Strip 67

atrial flutter


First Glance:

From across the room it looks like atrial flutter with a variable block.

Discussion:

This strip has a lot of squiggles. We see big fat QRS complexes in both leads, over a classic ‘sawtooth’ baseline. Sawtooth implies that the baseline is choppy, regular, and does not have a flat baseline with intermittent waves like we might see in a sinus or atrial tachycardia. If we count small boxes, it looks like the sawtooth is running around 320 bpm or so, which is an expected rate for atrial flutter. The upper lead looks like it has positive P waves with a fairly flat baseline, but the lower lead’s baseline is so regular and classic-appearing for flutter that I’m sticking to my guns.

Atrial flutter usually has a neatly synchronized QRS that follows or overlaps a flutter (‘F’) wave the same way everytime the QRS fires. Here we see that this relationship is not always held up. If you look in the lower lead, sometimes the flutter wave seems to be in the middle of a wave when the QRS fires, and sometimes it is at the end. This could be because the flutter baseline is actually artifact, or it could actually be atrial fibrillation and there is no regular relationship. It could also be because there is some unpredictability in the AV node and perhaps a second degree AV block is causing a varied AV delay and the resulting various F-QRS intervals. My electrophysiology mentors take this one step further, noting that the AV node can actually have multiple levels of blocking, and this can cause even more irregular conduction despite a regular supraventricular source.

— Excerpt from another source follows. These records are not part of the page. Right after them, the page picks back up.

PR #536, opened 2016-05-25
Add ability to delete event notes

kbweaver:
The next step for #228, this adds the ability to delete event notes. The delete is a two-step confirmation as opposed to one-step with the ability to undo, since we anticipate deleting notes will be a rare action. The deleted note is stored as an `EventNoteRevision`.

A summary of the code changes in this PR:
- Added a new delete route to the `EventNotesController` with accompanying tests.
- Hooked up the client API to the new route.
- Added a delete button and new state for delete confirmation to the `NoteCard` React class, along with an integration test.


app/controllers/event_notes_controller.rb
```diff
@@ -30,32 +30,32 @@ def update
...
+
+    unless event_note_revision.save
+      render json: { errors: event_note_revision.errors.full_messages }, status: 422
+    end
+
+    if event_note.update!(event_note_params)
+      render json: serialize_event_note(event_note)
     else
-      version = 1
+      render json: { errors: event_note.errors.full_messages }, status: 422
```
eudaimonious: We'll never reach this else clause because you're using `update!` which raises an exception if the update fails. Instead, you could use `update`.

kbweaver:
Will need to coordinate with @erose on #546 to make sure these play nice with each other (`is_restricted` should probably be stashed in `EventNoteRevision` so that we can restore its state if needed).

app/controllers/event_notes_controller.rb
```diff
@@ -30,32 +30,32 @@ def update
...
-    ).order(
-      :version
-    ).last
-
-    if previous_event_note_revision
-      version = previous_event_note_revision.version + 1
+    event_note_revision = build_revision(event_note)
+
+    unless event_note_revision.save
+      render json: { errors: event_note_revision.errors.full_messages }, status: 422
```
eudaimonious: I think a doublerendererror could happen if the save fails - could do `return render json ...` to avoid

app/controllers/event_notes_controller.rb
```diff
@@ -30,32 +30,32 @@ def update
...
+    end
+
+    if event_note.update!(event_note_params)
```
eudaimonious: may want to wrap the `event_note_revision.save` and `event_note.update` calls in an `ActiveRecord::Base.transaction do` block, if it's problematic to have one record save without the other.

alexsoble:
This is falling deep behind the rest of the codebase and hasn't been updated in more than a year; going to close.

PR #542, opened 2016-05-25
Break out project priorities by category

alexsoble:
Categories: 

+ Expansion
+ New feature 
+ Processes we are supporting

Does this do a good job of capturing what we discussed @erose @kevinrobinson?


kevinrobinson:
@alexsoble looks great to me 👍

The T waves are negative in the upper lead, and positive in the lower lead. This is not useful to us because that could be normal or abnormal depending on which lead these are, and that bit got ripped off.

Final Impression?

Atrial flutter with variable block (3:1 to 6:1), ventricular rate of ~95 bpm, suspicious for AV node disease.

Management implications:

Check lead placement, and evaluate with 12L for ischemia as necessary.

 

The rate is unlikely to cause hemodynamic compromise, although in the very sick heart the loss of coordinated atrial kick could significantly reduce the cardiac output. Atrial flutter responds better to cardioversion than afib.

 The Take-home Point:

A classic sawtooth baseline strongly pushes you in the atrial flutter direction, but it is not infallible. This could also be a fast atrial ectopic tachycardia, or artifact, or the most likely of the differentials: atrial fibrillation.

You can have a strip that looks like flutter but is actually atrial fibrillation for a couple reasons. First, you can have a flutter baseline that is not perfectly regular. This is atrial fibrillation. A great example is here and its explanation is near the bottom of the page by the picture here.

This can happen because you have have one atrium in flutter (thereby seeing regular flutter waves in certain leads) while the other atrium is in fibrillation. Whenever you have both concurrently, you call it atrial fibrillation. You could also have atrial fibrillation but one chunk of the atrial myocardium has a large reentry loop giving certain leads a regular or almost regular flutter appearance. This is analogous to the separate atria fib/flutter possibility just mentioned. And as before, it is still called afib, and will act electrically as such.